Мы оборачиваемся. Дед сидит на выцветшем паласе у самого борта шаланды и широко открытыми выпученными глазами смотрит на приближающийся город, вздрагивая от каждого пароходного гудка. На его плечи брошен порыжевший овчинный тулуп, весящий больше пуда. На коленях — длинный и тяжелый кинжал, с которым дед никогда не расстается. Рядом лежат его самодельные увесистые кизиловые костыли, а в зембиле — его удивительные висячие весы.

— Да, нам еще долго будет тяжело, — печально говорит моя мать. — Спасти нас может только чудо. Может быть, помогут твои родственники? — Она искоса выжидательно смотрит на бабушку. — Среди них ведь есть очень богатые люди.

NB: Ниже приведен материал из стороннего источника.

PR #3763, opened 2021-06-20
Added feature to choose passphrase on import from EKM

### LINKED ISSUE #3596: OrgRule PASS_PHRASE_CHOSEN_BY_USER
In enterprise settings with EKM integration, FlowCrypt client retrieves private key decrypted from EKM (not pass phrase protected). Currently, the client requires that when `PRV_AUTOIMPORT_OR_AUTOGEN` OrgRule is used (meaning - pull keys from EKM during setup), that `PASS_PHRASE_QUIET_AUTOGEN` is also used together with it. This combination together created and stored pass phrase silently, this procedure can be seen in `setupWithEkmThenRenderSetupDone`.

We need a new OrgRule `PASS_PHRASE_CHOSEN_BY_USER` which will prompt the enterprise user to enter their own pass phrase during the setup when pulling keys from EKM.

Applicability and restrictions of `PASS_PHRASE_CHOSEN_BY_USER`:
 - only meaningful when combined with: `PRV_AUTOIMPORT_OR_AUTOGEN`. 
 - conflicts with `PASS_PHRASE_QUIET_AUTOGEN` (cannot be set simultaneously)

**Todo on docs repo:**
 - [ ] update https://flowcrypt.com/docs/business/org-rules.html

**Todo on browser repo:**
 - [x] (tom) meaningfuly refactor / classes / methods in a separate PR  #3670
 - [ ] update OrgRules class to understand this new rule, including restrictions. Add method `OrgRules.userMustChoosePassPhraseDuringPrvAutoimport()`. When the method is called:
       - check if `PASS_PHRASE_CHOSEN_BY_USER` present
       - if present, throw if  `PRV_AUTOIMPORT_OR_AUTOGEN` is **not** set at the same time
       - if present, throw if `PASS_PHRASE_QUIET_AUTOGEN` is set
       - return boolean
 - [ ] use this OrgRule during import when pulling from EKM in `setupWithEkmThenRenderSetupDone` to decide which flow to follow
 - [ ] reuse parts of `step_2a_manual_create` - just the `Choose pass phrase to protect your encrypted emails. choosing secure pass phrases` and two pass phrase fields and a button now called `continue` instead of `create and save`, to make a new block called `step_2_ekm_choose_pass_phrase`
 - [ ] connect the UI elements to pass phrase strength evaluation with `initPassphraseToggle`
 - [ ] add UI tests for this combination of OrgRules + this setup flow

rrrooommmaaa:
This PR adds possibility to choose a passphrase when getting a key from EKM

close #3596 

- Tests added or updated

### To be filled by reviewers


extension/chrome/settings/setup/setup-key-manager-autogen.ts
```diff
@@ -19,20 +18,21 @@ export class SetupWithEmailKeyManagerModule {
...
     }
-    const passphrase = PgpPwd.random(); // mustAutogenPassPhraseQuietly
-    const setupOptions: SetupOptions = { passphrase_save: true, submit_main: this.view.orgRules.canSubmitPubToAttester(), submit_all: false, passphrase };
+    const passphrase = $('#step_2_ekm_choose_pass_phrase .input_password').val();
+    await this.setupWithEkmThenRenderSetupDone(typeof passphrase === 'string' ? passphrase : '');
+  }
+
+  public setupWithEkmThenRenderSetupDone = async (passphrase: string) => {
+    const setupOptions: SetupOptions = {
+      passphrase_save: this.view.orgRules.mustAutogenPassPhraseQuietly() || Boolean($('#step_2_ekm_choose_pass_phrase .input_passphrase_save').prop('checked')),
```
rrrooommmaaa, line 31: Do we need a test to untick "Save Pass phrase" and check that the passphrase doesn't get in to the local storage?

extension/chrome/settings/setup/setup-render.ts
```diff
@@ -46,7 +48,17 @@ export class SetupRenderModule {
...
     } else if (this.view.orgRules.mustAutoImportOrAutogenPrvWithKeyManager()) {
-      await this.view.setupWithEmailKeyManager.setupWithEkmThenRenderSetupDone();
+      if (this.view.orgRules.mustAutogenPassPhraseQuietly() && this.view.orgRules.forbidStoringPassPhrase()) {
+        const notSupportedErr = 'Combination of org rules not valid: PASS_PHRASE_QUIET_AUTOGEN cannot be used together with FORBID_STORING_PASS_PHRASE.';
+        await Ui.modal.error(notSupportedErr);
+        window.location.href = Url.create('index.htm', { acctEmail: this.view.acctEmail });
+        return;
+      }
+      if (this.view.orgRules.userMustChoosePassPhraseDuringPrvAutoimport()) {
+        this.displayBlock('step_2_ekm_choose_pass_phrase');
```
rrrooommmaaa, line 58: There is small possibility that subsequent key retrieval will fail with a network error exception 
`FlowCrypt Email Key Manager at ... is down, please inform your network admin.` AFTER the passphrase is enter. 
I personally hate sites that make user enter some input too early so that the input will get lost under some circumstances, like intermittent network failures. However, moving passphrase entering to a later stage will considerably increase the code complexity. So are we going to go this way to improve UX, @tomholub ?

extension/chrome/settings/setup/setup-key-manager-autogen.ts
tomholub: When we are doing setup with EKM, I would not give the user any choice regarding pass phrase storage - instead we will infer from OrgRules. If pass phrase in memory is required then we use that, else we put it in storage without asking the user.

(big orgs usually want a consistent setup for everybody)

To anwer your question - that means there is no checkbox to uncheck.

extension/chrome/settings/setup/setup-render.ts
tomholub: I have a method that offers the user to retry the flaky step until the step succeeds, without losing variables like pass phrase.

You can see it in action here:

```ts
    const storePrvOnKm = async () => this.view.keyManager!.storePrivateKey(this.view.idToken!, KeyUtil.armor(decryptablePrv), pubArmor);
    await Settings.retryUntilSuccessful(storePrvOnKm, 'Failed to store newly generated key on FlowCrypt Email Key Manager');
```

This could allow you to ask for pass phrase early but still have good UX when things go wrong.

extension/chrome/settings/setup.htm
```diff
@@ -229,12 +223,34 @@ <h1></h1>
...
+      <div class="line left">
+        <input class="input_password2" type="text" placeholder="Repeat pass phrase" data-test="input-step2ekm-passphrase-2" id="step_2_ekm_input_password2" />
+      </div>
+
+      <div class="line left">
+        <label>
+          <input type="checkbox" class="input_passphrase_save" value="" name="check" data-test="input-step2ekm-save-passphrase" />
+          Remember Pass Phrase after closing browser
+        </label>
+      </div>
```
tomholub, line 242: Let's comment this out per another comment - in case we do want to bring it back in the future.

extension/js/common/org-rules.ts
```diff
@@ -156,6 +156,10 @@ export class OrgRules {
     return (this.domainRules.flags || []).includes('PASS_PHRASE_QUIET_AUTOGEN');
```
tomholub, line 156: Let's update this to

```ts
return this.usesKeyManager() && (this.domainRules.flags || []).includes('PASS_PHRASE_QUIET_AUTOGEN')`
```

extension/js/common/org-rules.ts
```diff
@@ -156,6 +156,10 @@ export class OrgRules {
...
   }
 
+  public userMustChoosePassPhraseDuringPrvAutoimport = (): boolean => {
+    return !(this.domainRules.flags || []).includes('PASS_PHRASE_QUIET_AUTOGEN');
```
tomholub, line 160: Let's update this to:

```ts
return this.usesKeyManager() && !this.mustAutogenPassPhraseQuietly()
```

tomholub (commented):
Looks good!

extension/chrome/settings/setup/setup-key-manager-autogen.ts
tomholub: Actually, since you already did this, it won't hurt to leave it as is.

At least it's more explicit.

I don't think it needs a distinct test where user unchecks it, looks ok to me.

extension/chrome/settings/setup/setup-render.ts
rrrooommmaaa: This is already in use in `autoGenerateKeyAndStoreBothLocallyAndToEkm()` stage.
The current implementation for the "get" stage failure `const { privateKeys } = await this.view.keyManager!.getPrivateKeys(this.view.idToken!);`
is to tell the user to "please inform your network admin." I see no point in retries here.
We'd better move the passphrase input screen after the successful completion of "get the key from ekm" stage.

tomholub (approved):
Thanks!

extension/chrome/settings/setup/setup-render.ts
tomholub: There typically is a point in retrying, but it depends on the error. Network issues, server down and 5xx codes are retriable - and I think these would be the most common.

Issue #3774, opened 2021-06-25
CSP prevents downloading of private key via FlowCrypt settings on Firefox


seisvelas:
ref: https://mail.google.com/mail/u/human@flowcrypt.com/#inbox/FMfcgzGkXwGhDVtxsgDBqKQTLrpTdPTk

In Firefox, you can try downloading a private key via FlowCrypt Settings -> Additional Settings -> Public Key, or via the backup button on the same page - neither works, both are blocked by the CSP.

This is a bug. I should be able to fix this pretty quickly so people can conveniently download their private keys again.

Sorry!

(it works fine on Chrome btw)

Issue #3411, opened 2021-02-10
smoke tests on Firefox using Puppeteer?


tomholub:
I guess, the first thing to look into is doing a few tests on Firefox. Not the whole test suite, just checking it's not completely broken. Puppeteer I think supports this - but don't know if it supports extensions too. Will make a separate issue.

_Originally posted by @tomholub in https://github.com/FlowCrypt/flowcrypt-browser/issues/2649#issuecomment-776486758_

I'm thinking just one test that logs in using a mock, and one test that logs in on live gmail and opens a message. Two tests total.

PR #3784, opened 2021-06-30
Add blob as valid frame-src to prevent Firefox key download bug

seisvelas:
Because of how Firefox interprets the frame-src CSP directive, users on Firefox are unable to download their private keys (and probably do other things). This weakens the directive to make this functionality work for FF users.

close https://github.com/FlowCrypt/flowcrypt-browser/issues/3774

- Difficult to test because we don't have Firefox specific tests (yet! https://github.com/FlowCrypt/flowcrypt-browser/issues/3411)

### To be filled by reviewers

### DIFF
--- a/extension/manifest.json
+++ b/extension/manifest.json
@@ -91,5 +91,5 @@
     "/chrome/elements/shared/footer.htm"
   ],
   "minimum_chrome_version": "61",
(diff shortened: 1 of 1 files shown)


seisvelas:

— Да, да, нам могут помочь, — скороговоркой отвечает бабушка. — Погосовы, наверное, помогут, и Балаяны тоже. Очень доброе сердце у Лизы Балаян.

Я часто слышу фамилию Балаян. По рассказам бабушки еще недавно Балаяны были богатыми людьми. У них в Баку — три дома!..

— Как они разбогатели? — отвечает бабушка на мой вопрос. — А у них прадедушка в окрестностях Шемахи нашел клад Александра Македонского — бочку золота. Потом они переехали в Баку и стали множить свои капиталы…

Шаланда наша причаливает к лесной пристани, занимающей большой прибрежный участок. Недавно еще все это принадлежало лесоторговцу Адамову. Фамилия Адамова аршинными буквами написана на стене конторы, на заборе, на крышах временных навесов, под которыми хранятся штабеля дорогих сортов леса. Много бревен и досок лежит в штабелях и под открытым небом.

Лесная пристань мне кажется очень знакомой. Где я видел точно такие же штабеля? Ну да, в Астрахани, на правом берегу Волги, в поселке Форпост. И там все стены были исписаны фамилией Адамова.

Не успевают с нашей шаланды спустить и закрепить сходни, как грузчики большими крюками с грохотом раскрывают и отбрасывают бортовые люки, подводят к ним высокие «козлы» с вращающимися валиками и сразу же начинают выгрузку леса из обширного трюма. Стоящие впереди берут на наплечные соломенные подушки бревно с обвисшей корой и с криком «Ялла!» бегут по пристани на берег. За ними — вторая пара, третья, четвертая, и все — бегом.